Countess Xenia Czernichev-Besobrasov (Chernysheva-Besobrasova ; 11 June 1929, Paris20 September 1968, Casteau, Belgium) was the first wife of Archduke Rudolf of Austria, the youngest son of the last reigning Emperor of Austria-Hungary, Charles I.

Background
She was the younger daughter of Count Sergei Czernyshev-Besobrasov (later of New York City) by his wife Countess Elisabeth Dmitrievna Sheremeteva, and has descended from two prominent Russian comital families. Xenia's father, Count Sergei, was a czarist courtier whose father was made a Russian count in 1908 as the son-in-law of the last Count Chernyshev-Kruglikov (that family, now extinct, itself rose to comital status in 1832, by marriage to the heiress of the extinct Chernyshev family, counts in Russia since 1742). Count Sergei fled Russia after the Revolution, and settled in the United States with his wife Elizabeth, his son Alexander, and two daughters Irina and Xenia. In 1949, his older daughter Irina married Prince Teymuraz Bagration (1912-1992) as his second wife, without issue. Teymuraz's mother was Princess Tatiana of Russia.

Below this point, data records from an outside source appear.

PR #3959, opened 2024-06-02
remove unnecessary checks in oplog commit

krlvi:
This little manouver costed us 150 milliseconds

image


Byron:
Here is a 'wacky' idea: `prepare_commit()` has to be blocking as it needs to take in all the state.

But since we ignore the outcome of `commit()`, it can be asynchronous. What if the whole `commit()` would be done *in the background*, including the no-op detection, and mark the no-op-yness in as part of the commit message?

That way the oplog entry is there, but the UI can just hide it.

PR #3960, opened 2024-06-02
Remove likly useless conditions

Caleb-T-Owens:
CC. @krlvi and @mtsgrd


krlvi:
this uses quite a bit of wall time to compute in some conditions... lets merge and keep an eye if anything breaks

Xenia was an alumna of Miss Hall's School in Pittsfield, Massachusetts. She then attended Smith College for two years, but did not graduate.  At the time of her engagement, she worked for Air France, and was based in New York City.

Marriage
The engagement between Archduke Rudolf and Countess Xenia Czernichev-Besobrasov was announced on 30 April 1953. The couple were married on 23 June 1953 at Our Lady of Mt. Carmel Roman Catholic Church at Tuxedo Park, New York, where Rudolf and his mother the Dowager Empress Zita were said to live on a "large estate". The wedding, officiated by Bishop Fulton J. Sheen, was attended by over 100 guests, including Dowager Empress Zita. The press reports claim that this was the first imperial marriage in the United States, but the first such marriage was actually between Napoleon's younger brother Jérôme Bonaparte and an American heiress Elizabeth Patterson (Betsey Patterson).

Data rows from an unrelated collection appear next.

PR #3968, opened 2024-06-03
Services: Improved base branch handling

Caleb-T-Owens:
Added a constant for the error message when no default target is set and updated the error handling to use this new message.

### DIFF
--- a/app/src/lib/vbranches/baseBranch.ts
+++ b/app/src/lib/vbranches/baseBranch.ts
@@ -73,7 +73,7 @@ export class BaseBranchService {
 				action: action || 'auto'
 			});
 		} catch (err: any) {
-			if (err.message?.includes('does not have a default target')) {
+			if (err.code == Code.DefaultTargetNotFound) {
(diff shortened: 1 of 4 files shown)


app/src/lib/vbranches/baseBranch.ts
```diff
@@ -20,6 +20,9 @@ import type { Readable } from 'svelte/store';
 
 export class NoDefaultTarget extends Error {}
 
+// Lowercase string of the error message returned from the backend when no target is set.
+const NO_TARGET_SET_ERROR_MESSAGE = 'there is no default target';
```
krlvi: i think you can use error code!

Caleb-T-Owens: It is an `errors.unknown`... let me see if I can add a new code in the rust side

Caleb-T-Owens: That was super simple to introduce!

On the bride's side, the guests included Princess Vera of Russia (her brother-in-law Prince Teymuraz's maternal aunt), Count Hilarion Woronzow-Dashkow, a distant cousin, the bride's brother Alexander Czernichev-Besobrasov, and his wife.

Countess Xenia Czernichev-Besobrasov was one of the first non-royal brides to marry into the former Imperial House of Austria in what would be accepted as an equal marriage, despite the relative obscurity of her father's family and the recentness of his title. The Habsburg house laws had been changed by former Crown Prince Otto of Austria in 1953 to permit archdukes to marry outside ruling and formerly reigning houses for the first time, permitting cadet archdukes to marry into increasingly minor noble houses.

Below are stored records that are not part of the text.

PR #3969, opened 2024-06-03
handle sign failure

krlvi:
Okay the changes here are: 
- The app will look for a git config `gitbutler.signCommits` to determine if it should attempt to perform signing (as opposed to `gpgsign = false`)
- Adds a config to toggle the signing option on and off
- If there is an error during signing, provides a detailed toast with [a link to the docs](https://docs.gitbutler.com/features/virtual-branches/verifying-commits) explaining how to set up signing
image
Screenshot 2024-06-03 at 21 47 46

### DIFF
--- a/crates/gitbutler-core/src/git/repository_ext.rs
+++ b/crates/gitbutler-core/src/git/repository_ext.rs
@@ -1,7 +1,9 @@
-use anyhow::{bail, Context, Result};
+use anyhow::{anyhow, bail, Context, Result};
 use git2::{BlameOptions, Repository, Tree};
 use std::{path::Path, process::Stdio, str};
 use tracing::instrument;
+
+use crate::{config::CFG_SIGN_COMMITS, error::Code};
 
 use super::Refname;
 use std::io::Write;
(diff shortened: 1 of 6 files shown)


crates/gitbutler-core/src/git/repository_ext.rs
```diff
@@ -79,8 +79,21 @@ impl RepositoryExt for Repository {
...
-        let oid = do_commit_buffer(self, commit_buffer)?;
+        let should_sign = self.config()?.get_bool("commit.gpgSign").unwrap_or(false);
 
+        let oid = if should_sign {
+            match sign_buffer(self, &commit_buffer) {
+                Ok(signature) => self.commit_signed(&commit_buffer, &signature, None)?,
+                Err(e) => {
+                    tracing::warn!("Failed to sign commit, committing unsigned: {}", e);
+                    self.odb()?
+                        .write(git2::ObjectType::Commit, commit_buffer.as_bytes())?
```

She was the second Russian Orthodox royal bride to become an archduchess of Austria, the first being Grand Duchess Alexandra Pavlovna of Russia, first wife of Archduke Joseph, Palatine of Hungary.

Subsequent life
Archduke Rudolf worked at the time of his marriage in a New York City private banking firm. Rudolph and Xenia planned to make their home in New York, but their children were born in various countries, mostly the Belgian Congo.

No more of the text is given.